-------- DATA TO USE --------

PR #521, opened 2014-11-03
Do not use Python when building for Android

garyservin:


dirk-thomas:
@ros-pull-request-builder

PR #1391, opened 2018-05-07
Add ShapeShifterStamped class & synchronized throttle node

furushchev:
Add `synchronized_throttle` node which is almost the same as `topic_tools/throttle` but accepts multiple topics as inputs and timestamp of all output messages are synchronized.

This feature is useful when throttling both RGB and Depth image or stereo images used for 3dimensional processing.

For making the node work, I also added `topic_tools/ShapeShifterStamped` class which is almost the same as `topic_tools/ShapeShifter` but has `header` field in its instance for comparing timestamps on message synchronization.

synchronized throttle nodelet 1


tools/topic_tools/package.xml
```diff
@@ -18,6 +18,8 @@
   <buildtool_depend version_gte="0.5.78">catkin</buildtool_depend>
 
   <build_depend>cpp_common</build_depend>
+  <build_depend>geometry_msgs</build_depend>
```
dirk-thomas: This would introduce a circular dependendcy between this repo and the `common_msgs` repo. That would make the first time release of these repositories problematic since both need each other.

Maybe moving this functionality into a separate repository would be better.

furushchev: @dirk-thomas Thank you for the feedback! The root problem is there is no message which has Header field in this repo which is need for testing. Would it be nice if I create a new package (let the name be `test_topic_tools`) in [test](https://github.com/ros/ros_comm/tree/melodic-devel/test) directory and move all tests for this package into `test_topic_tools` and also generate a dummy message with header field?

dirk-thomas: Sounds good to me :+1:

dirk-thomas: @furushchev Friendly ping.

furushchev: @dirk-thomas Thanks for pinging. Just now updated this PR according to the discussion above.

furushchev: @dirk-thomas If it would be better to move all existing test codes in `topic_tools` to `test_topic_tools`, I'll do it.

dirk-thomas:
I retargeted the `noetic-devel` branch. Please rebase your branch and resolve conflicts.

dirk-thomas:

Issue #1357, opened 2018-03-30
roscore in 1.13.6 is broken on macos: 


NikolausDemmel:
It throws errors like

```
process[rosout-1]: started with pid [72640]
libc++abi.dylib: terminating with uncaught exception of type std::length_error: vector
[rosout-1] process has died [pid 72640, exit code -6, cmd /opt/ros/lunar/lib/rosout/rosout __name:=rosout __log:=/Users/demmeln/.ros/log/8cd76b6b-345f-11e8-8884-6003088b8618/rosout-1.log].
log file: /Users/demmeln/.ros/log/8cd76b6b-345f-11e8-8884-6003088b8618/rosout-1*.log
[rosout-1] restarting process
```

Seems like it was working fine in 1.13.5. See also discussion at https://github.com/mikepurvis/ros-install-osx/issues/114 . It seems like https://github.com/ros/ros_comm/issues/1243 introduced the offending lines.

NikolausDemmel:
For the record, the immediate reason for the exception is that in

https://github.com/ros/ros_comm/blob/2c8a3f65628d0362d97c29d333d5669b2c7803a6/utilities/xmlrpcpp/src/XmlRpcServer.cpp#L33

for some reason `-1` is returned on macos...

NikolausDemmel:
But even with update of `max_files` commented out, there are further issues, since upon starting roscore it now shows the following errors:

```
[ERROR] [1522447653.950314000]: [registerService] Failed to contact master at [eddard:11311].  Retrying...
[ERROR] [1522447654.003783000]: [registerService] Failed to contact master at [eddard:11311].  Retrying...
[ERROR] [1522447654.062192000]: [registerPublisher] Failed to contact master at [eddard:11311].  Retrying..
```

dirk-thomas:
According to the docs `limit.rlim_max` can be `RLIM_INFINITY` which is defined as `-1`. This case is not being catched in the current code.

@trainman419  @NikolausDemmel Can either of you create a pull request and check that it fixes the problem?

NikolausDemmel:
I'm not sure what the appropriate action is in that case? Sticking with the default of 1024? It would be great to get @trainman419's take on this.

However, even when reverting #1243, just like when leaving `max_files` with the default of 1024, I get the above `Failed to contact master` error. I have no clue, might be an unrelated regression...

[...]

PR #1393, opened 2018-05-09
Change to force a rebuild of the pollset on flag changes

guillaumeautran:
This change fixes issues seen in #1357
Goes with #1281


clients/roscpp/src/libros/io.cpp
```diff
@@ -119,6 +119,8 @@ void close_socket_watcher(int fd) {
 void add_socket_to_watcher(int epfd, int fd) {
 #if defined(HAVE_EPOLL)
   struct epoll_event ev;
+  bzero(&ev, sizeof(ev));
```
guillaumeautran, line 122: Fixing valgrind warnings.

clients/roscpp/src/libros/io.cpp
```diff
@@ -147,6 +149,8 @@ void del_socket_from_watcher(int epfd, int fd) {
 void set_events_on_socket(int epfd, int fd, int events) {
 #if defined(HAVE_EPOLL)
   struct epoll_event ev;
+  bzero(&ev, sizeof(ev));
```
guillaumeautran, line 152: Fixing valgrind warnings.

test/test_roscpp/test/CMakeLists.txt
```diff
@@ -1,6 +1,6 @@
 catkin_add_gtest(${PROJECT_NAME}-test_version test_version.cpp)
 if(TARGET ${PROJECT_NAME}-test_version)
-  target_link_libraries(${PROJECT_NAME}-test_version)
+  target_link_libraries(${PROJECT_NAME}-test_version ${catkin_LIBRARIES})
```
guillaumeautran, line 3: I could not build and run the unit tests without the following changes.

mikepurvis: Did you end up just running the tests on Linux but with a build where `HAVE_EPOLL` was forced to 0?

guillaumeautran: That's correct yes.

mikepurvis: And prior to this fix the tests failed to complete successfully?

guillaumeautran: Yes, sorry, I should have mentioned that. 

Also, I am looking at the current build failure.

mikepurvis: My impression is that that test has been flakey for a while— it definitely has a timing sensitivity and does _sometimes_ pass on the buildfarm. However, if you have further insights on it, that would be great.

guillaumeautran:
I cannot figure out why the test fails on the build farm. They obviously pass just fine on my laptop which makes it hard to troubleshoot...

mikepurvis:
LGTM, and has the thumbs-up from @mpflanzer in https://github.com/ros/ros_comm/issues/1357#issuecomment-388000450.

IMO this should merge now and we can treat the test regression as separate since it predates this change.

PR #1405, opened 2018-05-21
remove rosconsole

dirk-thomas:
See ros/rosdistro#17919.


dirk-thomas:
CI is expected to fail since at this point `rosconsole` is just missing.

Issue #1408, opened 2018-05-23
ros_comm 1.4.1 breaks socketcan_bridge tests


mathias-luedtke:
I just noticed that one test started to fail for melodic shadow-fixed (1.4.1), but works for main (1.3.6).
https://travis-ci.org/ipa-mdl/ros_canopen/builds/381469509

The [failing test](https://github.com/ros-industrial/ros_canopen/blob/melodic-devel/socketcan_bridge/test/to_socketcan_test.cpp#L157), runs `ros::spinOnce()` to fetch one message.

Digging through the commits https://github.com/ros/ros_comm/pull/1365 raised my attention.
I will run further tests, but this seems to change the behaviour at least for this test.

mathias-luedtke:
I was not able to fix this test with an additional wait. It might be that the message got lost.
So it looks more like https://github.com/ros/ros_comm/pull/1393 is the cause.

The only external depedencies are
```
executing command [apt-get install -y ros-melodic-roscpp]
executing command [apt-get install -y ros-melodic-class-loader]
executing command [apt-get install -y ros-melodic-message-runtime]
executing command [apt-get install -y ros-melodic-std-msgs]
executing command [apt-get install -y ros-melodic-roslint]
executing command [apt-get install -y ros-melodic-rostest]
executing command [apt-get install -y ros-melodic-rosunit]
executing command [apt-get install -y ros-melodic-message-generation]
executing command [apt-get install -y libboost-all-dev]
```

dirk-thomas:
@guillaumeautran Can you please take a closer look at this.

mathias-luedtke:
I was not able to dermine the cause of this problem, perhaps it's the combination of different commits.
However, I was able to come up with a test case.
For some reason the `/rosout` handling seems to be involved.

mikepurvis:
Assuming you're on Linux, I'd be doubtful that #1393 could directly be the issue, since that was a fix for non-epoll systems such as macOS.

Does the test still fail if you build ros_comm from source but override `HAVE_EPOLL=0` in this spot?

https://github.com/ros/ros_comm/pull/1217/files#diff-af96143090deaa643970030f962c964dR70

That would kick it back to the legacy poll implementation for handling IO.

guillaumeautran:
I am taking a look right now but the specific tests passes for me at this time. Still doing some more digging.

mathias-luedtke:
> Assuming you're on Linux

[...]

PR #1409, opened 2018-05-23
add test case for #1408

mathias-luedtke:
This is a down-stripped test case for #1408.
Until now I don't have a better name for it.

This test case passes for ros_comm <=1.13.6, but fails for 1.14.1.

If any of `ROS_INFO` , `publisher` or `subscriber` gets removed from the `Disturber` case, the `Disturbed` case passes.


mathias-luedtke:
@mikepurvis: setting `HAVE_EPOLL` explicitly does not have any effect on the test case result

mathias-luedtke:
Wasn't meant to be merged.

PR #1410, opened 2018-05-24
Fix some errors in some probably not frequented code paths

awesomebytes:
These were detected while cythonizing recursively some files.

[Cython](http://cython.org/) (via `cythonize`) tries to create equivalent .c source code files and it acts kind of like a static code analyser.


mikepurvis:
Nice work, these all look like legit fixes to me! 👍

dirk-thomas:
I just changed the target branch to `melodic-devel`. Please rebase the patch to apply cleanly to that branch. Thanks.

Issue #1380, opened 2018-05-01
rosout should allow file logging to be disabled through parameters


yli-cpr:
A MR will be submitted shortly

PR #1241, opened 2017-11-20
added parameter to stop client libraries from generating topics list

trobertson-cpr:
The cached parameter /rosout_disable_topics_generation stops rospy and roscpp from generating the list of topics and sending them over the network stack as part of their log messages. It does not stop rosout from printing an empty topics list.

--------

● PROBLEM REQUIREMENTS: Your reply should be an exact copy of every line from the line with "added parameter to" through the final line of the data, and nothing more.

● EXPECTED ANSWER:
added parameter to stop client libraries from generating topics list

trobertson-cpr:
The cached parameter /rosout_disable_topics_generation stops rospy and roscpp from generating the list of topics and sending them over the network stack as part of their log messages. It does not stop rosout from printing an empty topics list.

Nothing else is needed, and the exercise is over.